#### INPUT DATA
=======
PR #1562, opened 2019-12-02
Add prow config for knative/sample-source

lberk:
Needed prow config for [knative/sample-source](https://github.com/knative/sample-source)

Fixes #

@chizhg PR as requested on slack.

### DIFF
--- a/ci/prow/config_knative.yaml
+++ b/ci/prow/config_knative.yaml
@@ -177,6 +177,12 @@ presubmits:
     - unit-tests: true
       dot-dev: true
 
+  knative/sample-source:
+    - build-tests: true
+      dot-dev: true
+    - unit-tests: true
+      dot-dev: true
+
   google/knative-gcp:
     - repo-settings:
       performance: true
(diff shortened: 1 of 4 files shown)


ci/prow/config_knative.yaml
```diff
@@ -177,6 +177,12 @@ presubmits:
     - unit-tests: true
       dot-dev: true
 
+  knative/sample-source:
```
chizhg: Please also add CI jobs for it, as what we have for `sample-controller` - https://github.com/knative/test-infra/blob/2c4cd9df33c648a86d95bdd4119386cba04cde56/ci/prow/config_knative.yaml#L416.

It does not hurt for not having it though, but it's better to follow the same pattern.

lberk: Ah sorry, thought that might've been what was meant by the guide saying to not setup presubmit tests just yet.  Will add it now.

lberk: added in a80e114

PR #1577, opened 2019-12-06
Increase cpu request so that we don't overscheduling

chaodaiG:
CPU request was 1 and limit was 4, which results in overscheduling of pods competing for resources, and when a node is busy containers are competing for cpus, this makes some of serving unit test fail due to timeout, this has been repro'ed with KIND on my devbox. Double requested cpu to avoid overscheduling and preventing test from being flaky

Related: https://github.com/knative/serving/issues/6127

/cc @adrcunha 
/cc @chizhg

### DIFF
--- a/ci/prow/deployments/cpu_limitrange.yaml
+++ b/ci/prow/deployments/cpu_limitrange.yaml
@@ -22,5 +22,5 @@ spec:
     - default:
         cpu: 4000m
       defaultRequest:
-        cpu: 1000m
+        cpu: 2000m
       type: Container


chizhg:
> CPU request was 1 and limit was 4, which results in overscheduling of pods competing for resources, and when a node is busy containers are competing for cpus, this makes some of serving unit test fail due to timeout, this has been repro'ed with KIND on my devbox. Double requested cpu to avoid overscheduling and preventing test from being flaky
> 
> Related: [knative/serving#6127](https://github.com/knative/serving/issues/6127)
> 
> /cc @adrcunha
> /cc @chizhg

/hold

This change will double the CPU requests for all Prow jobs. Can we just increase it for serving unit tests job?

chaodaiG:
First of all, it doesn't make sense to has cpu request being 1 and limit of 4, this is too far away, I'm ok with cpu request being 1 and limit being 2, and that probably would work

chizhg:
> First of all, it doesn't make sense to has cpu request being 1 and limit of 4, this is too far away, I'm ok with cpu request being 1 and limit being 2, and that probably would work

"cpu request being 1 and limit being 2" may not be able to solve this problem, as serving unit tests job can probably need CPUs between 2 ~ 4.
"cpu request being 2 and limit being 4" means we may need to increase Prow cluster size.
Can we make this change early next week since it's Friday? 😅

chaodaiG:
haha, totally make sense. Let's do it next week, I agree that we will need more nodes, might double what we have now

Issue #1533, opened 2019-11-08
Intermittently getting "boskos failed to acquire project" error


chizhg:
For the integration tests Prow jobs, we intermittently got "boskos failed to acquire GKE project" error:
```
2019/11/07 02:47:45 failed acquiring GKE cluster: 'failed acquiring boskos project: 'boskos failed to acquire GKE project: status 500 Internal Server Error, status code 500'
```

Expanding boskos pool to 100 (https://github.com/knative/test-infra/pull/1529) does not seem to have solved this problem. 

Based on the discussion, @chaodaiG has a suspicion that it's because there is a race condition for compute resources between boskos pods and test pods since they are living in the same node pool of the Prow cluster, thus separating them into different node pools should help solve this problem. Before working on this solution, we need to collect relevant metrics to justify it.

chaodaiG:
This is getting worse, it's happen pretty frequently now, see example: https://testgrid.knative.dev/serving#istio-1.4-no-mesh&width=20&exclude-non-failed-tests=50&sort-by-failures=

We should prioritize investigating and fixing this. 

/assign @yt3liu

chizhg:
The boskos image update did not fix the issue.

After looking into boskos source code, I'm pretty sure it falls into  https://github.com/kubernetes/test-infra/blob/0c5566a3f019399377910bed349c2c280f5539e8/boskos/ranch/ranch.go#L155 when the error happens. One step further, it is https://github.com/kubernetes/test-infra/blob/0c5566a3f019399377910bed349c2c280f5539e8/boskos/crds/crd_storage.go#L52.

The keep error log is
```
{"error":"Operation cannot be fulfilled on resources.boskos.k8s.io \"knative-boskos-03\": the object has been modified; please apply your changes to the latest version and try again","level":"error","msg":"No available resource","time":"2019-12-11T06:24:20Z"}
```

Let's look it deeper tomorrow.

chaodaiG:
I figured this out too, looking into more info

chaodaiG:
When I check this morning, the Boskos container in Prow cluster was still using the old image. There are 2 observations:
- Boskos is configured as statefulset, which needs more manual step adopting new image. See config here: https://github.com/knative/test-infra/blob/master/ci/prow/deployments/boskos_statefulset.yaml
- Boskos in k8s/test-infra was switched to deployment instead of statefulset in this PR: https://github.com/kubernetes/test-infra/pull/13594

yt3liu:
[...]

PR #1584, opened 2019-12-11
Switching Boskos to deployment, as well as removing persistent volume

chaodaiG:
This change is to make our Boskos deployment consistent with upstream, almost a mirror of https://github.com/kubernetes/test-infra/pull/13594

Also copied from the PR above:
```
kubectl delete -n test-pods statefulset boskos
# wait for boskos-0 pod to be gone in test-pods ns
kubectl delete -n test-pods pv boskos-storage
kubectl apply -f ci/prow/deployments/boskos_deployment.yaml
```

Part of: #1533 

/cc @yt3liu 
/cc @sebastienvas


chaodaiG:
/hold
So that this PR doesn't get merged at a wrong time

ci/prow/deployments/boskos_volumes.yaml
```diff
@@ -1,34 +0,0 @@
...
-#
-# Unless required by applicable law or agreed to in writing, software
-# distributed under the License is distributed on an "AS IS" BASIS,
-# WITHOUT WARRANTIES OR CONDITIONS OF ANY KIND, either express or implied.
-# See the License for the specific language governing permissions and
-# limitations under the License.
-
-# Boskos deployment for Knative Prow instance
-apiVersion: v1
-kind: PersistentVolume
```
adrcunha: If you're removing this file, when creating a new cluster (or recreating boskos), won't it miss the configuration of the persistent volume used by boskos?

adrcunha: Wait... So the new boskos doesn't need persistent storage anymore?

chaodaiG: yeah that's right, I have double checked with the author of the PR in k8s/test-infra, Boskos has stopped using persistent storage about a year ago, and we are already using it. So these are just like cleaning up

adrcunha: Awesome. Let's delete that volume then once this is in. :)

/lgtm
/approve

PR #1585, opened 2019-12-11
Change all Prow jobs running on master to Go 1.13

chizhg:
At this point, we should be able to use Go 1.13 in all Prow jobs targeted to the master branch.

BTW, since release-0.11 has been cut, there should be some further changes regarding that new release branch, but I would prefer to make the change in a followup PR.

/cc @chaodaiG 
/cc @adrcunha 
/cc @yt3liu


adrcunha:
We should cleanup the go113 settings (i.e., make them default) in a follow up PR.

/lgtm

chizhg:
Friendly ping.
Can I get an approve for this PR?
=======
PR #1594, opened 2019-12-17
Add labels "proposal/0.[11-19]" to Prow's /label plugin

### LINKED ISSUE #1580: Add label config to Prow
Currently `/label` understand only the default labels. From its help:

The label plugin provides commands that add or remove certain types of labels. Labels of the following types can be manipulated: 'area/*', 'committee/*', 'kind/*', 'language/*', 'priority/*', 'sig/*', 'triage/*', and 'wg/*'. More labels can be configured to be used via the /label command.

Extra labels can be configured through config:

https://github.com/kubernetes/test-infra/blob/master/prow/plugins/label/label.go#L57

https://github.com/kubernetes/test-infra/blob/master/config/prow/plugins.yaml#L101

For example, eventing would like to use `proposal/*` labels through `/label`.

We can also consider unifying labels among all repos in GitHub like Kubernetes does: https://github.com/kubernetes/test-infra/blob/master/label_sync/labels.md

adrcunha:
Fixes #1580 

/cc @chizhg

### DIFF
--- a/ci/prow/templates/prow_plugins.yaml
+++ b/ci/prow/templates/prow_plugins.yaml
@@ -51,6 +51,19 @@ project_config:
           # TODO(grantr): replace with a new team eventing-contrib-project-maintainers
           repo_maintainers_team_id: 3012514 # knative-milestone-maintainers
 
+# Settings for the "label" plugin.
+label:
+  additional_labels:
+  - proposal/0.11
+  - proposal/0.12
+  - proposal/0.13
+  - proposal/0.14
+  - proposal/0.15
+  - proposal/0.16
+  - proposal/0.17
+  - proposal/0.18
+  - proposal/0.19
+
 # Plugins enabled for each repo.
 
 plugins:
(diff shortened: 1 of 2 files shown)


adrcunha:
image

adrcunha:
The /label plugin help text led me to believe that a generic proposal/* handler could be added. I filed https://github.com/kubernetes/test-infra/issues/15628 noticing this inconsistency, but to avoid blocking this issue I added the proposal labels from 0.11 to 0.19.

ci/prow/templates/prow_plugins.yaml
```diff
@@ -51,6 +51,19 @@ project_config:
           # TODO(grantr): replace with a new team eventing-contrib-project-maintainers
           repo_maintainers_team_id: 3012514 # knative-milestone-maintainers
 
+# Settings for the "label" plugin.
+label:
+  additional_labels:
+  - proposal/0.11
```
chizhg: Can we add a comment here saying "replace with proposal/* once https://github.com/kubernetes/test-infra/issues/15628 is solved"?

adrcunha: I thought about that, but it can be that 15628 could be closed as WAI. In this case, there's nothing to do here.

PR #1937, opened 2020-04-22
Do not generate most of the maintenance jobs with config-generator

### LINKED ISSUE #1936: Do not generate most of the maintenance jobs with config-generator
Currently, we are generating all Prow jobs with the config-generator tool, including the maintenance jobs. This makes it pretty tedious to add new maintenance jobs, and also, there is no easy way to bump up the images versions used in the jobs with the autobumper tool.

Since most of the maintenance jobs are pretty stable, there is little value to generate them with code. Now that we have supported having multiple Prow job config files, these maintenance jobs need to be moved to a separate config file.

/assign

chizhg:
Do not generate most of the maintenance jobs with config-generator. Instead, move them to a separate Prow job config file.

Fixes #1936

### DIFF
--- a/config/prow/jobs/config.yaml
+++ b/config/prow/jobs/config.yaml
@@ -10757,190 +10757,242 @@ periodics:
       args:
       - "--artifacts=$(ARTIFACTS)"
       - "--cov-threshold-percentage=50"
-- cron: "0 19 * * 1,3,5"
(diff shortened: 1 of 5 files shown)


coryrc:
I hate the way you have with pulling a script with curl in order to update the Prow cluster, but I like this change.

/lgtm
=======
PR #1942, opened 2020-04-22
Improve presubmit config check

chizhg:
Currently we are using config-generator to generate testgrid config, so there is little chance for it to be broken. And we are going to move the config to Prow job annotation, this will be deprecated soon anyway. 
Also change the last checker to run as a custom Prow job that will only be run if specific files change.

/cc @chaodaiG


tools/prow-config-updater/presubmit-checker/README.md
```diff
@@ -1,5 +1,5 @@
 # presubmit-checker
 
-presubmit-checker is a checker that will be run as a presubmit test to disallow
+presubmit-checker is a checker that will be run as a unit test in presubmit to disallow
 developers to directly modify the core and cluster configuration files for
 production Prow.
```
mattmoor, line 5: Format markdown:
=======
#### INSTRUCTIONS FOR THE TASK
Among the records above, a stretch begins at the line containing "PR #1562, opened 2019-12-02" and ends at the line containing "--- a/ci/prow/config_knative.yaml". Restate that stretch word for word, and nothing else.

#### RESPONSE TO THIS TASK
PR #1562, opened 2019-12-02
Add prow config for knative/sample-source

lberk:
Needed prow config for [knative/sample-source](https://github.com/knative/sample-source)

Fixes #

@chizhg PR as requested on slack.

### DIFF
--- a/ci/prow/config_knative.yaml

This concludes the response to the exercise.